Schwere Managementfehler trieben den Fürther Pionierunternehmer Max Grundig zum Verkauf

Von Heinz Blüthmann

Ein bißchen unheimlich war er auch seinen Verehrern bereits, als er noch "Millionen machte, wie andere Leute Brötchen". Selbst neben solchen Wiederaufbau-Heroen wie Borgward, Schlieker und Neckermann nahm er in der Wirtschaftswunder-Republik einen besonderen Platz ein, wurde gar "Mirakelmann" genannt, weil er scheint’s wie mit dem Zauberstab neue Fabriken aus dem Boden wachsen ließ, in atemberaubendem Tempo ein ganzes Familien-Imperium zimmerte und sich schließlich zum Größten seiner Branche aufschwang. Konkurrenten und Mitarbeiter sind sich auch heute darin einig: "Der ist immer für eine Überraschung gut – aber nicht immer für eine gute Überraschung."

Am Freitag vergangener Woche war es wieder so weit, womöglich zum letzten Mal. Max Grundig, Prominentester der schon fast ausgestorbenen Neugründer und Pionierunternehmer im Nachkriegsdeutschland, sorgte einmal mehr für fette Schlagzeilen: Er gab das Ende des Mirakels bekannt.

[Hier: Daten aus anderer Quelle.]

PR #915, opened 2021-11-01
Add `onMissingMatch` option to persisted operations plugin

santino:
## Description

This PR adds a new option to the persisted operations plugin.
This is a callback to allow developers to handle events of missing operation Id/s in store/s.
With this callback, developers can log custom events so that missing matches are kept under control and analysed.

Keep in mind that a missing match is not necessarily an error.
It would be an error only when `onlyPersisted` is true, otherwise, a GraphQL server implementation might even involve a double-way communication so that if an operation Id is not found the client sends that to the server in a second request.

Hence the logging is relevant also in addition to errors handling scenarios.

## Type of change

## Checklist:

### DIFF
--- a/.changeset/flat-zoos-float.md
+++ b/.changeset/flat-zoos-float.md
@@ -1,0 +1,5 @@
+---
+'@envelop/persisted-operations': minor
+---
+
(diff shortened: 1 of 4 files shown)


dotansimha (approved):
Amazing. Thanks @santino !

Unter der hintersinnigen Überschrift "Manchmal geht es schneller als man denkt" ließ der 74jährige Patriarch die geschockte Öffentlichkeit wissen, daß er Schluß machen und verkaufen will. Zweite Überraschung: Der Kapitalist reinsten Wassers möchte sein Unternehmen, den größten deutschen Produzenten von Fernsehgeräten, Videorecordern und HiFi-Anlagen mit dreißigtausend Beschäftigten, ausgerechnet einem Staatskonzern übereignen: der vom sozialistischen Präsidenten Frankreichs, François Mitterrand, verstaatlichten Elektrogruppe Thomson Brandt.

Der Gigant Thomson, nach Philips die Nummer zwei in Europa, hat sich nach Lumpensammlers Art hierzulande vier Firmen der notleidenden Branche einverleibt: Nordmende, Saba, Videocolor Ulm und Dual. Nun geht der deutsche Branchenführer Grundig denselben tristen Weg – unter die Regie des französischen Industrieministers Jean-Pierre Chevenement, der dann fast die Hälfte des hiesigen Fernsehgeräte-Absatzes beaufsichtigt.

Den schalen Geschmack der Niederlage, den dieser schwache Abgang des einstigen Vorzeigeunternehmers hinterläßt, kann auch die trotzige Behauptung Max Grundigs nicht vertreiben: "Ich muß nicht, ich will verkaufen." Solche Sprüche gehören zur Imagepflege eines Mannes, der so gern das Bild des souveränen Industrielenkers vermittelt, dem keiner – ganz gleich ob Politiker, Konkurrent oder Mitarbeiter – dreinreden darf und den niemand zu etwas zwingen kann.